Patent Puzzles after the Supreme Court’s 2024 Administrative Law Cases: Stare Decisis, Rulemaking, and Discretion
Patent – Patently-O 2024-07-24
Summary:
Guest post by Arti K. Rai, Elvin R. Latty Distinguished Professor of Law and Co-Director, Center for Innovation Policy at Duke Law
In a flurry of recent decisions, the Supreme Court has continued its skepticism of administrative agencies. Although these decisions may not have as significant an impact in patent law as in other areas, they do pose interesting puzzles with respect to stare decisis as well as agency rulemaking and discretion that will provide many litigation opportunities going forward.

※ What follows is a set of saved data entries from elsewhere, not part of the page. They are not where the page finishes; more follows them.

PR #835, opened 2026-06-23
[Fix] Ensure sweep also handles related items

juanmrad:

Sweep/fanout actions should also take into account related items they handle.

## Summary by CodeRabbit

* **Bug Fixes**
  * Improved action processing to ensure related actions are properly handled during decision cleanup operations, enhancing the completeness of action workflows.

### DIFF
--- a/server/iocContainer/index.ts
+++ b/server/iocContainer/index.ts
@@ -1426,7 +1426,7 @@ export default async function getBottle() {
                 .map((ra) => ({
                   type: 'CUSTOM_ACTION' as const,
                   actions: ra.actionIds.map((id) => ({ id })),
-                  policies: [] as { id: string }[],
+                  policies: ra.policyIds.map((id) => ({ id })),
                   itemIds: [...ra.itemIds],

Consider first stare decisis and the Court’s overruling of Chevron deference (i.e. deference to reasonable agency interpretations of ambiguous statutes) in Loper Bright Enterprises v. Raimondo. While the Loper Bright Court said that principles of “statutory stare decisis” meant its decision did not “call into question” holdings of cases that applied Chevron to find “specific agency actions” lawful, the Court did not discuss in any detail what “specific agency action” means.
Notably, the 2016 patent law case of Cuozzo v. Lee was the last case in which the Court itself found an agency action reasonable, and therefore lawful, under Chevron.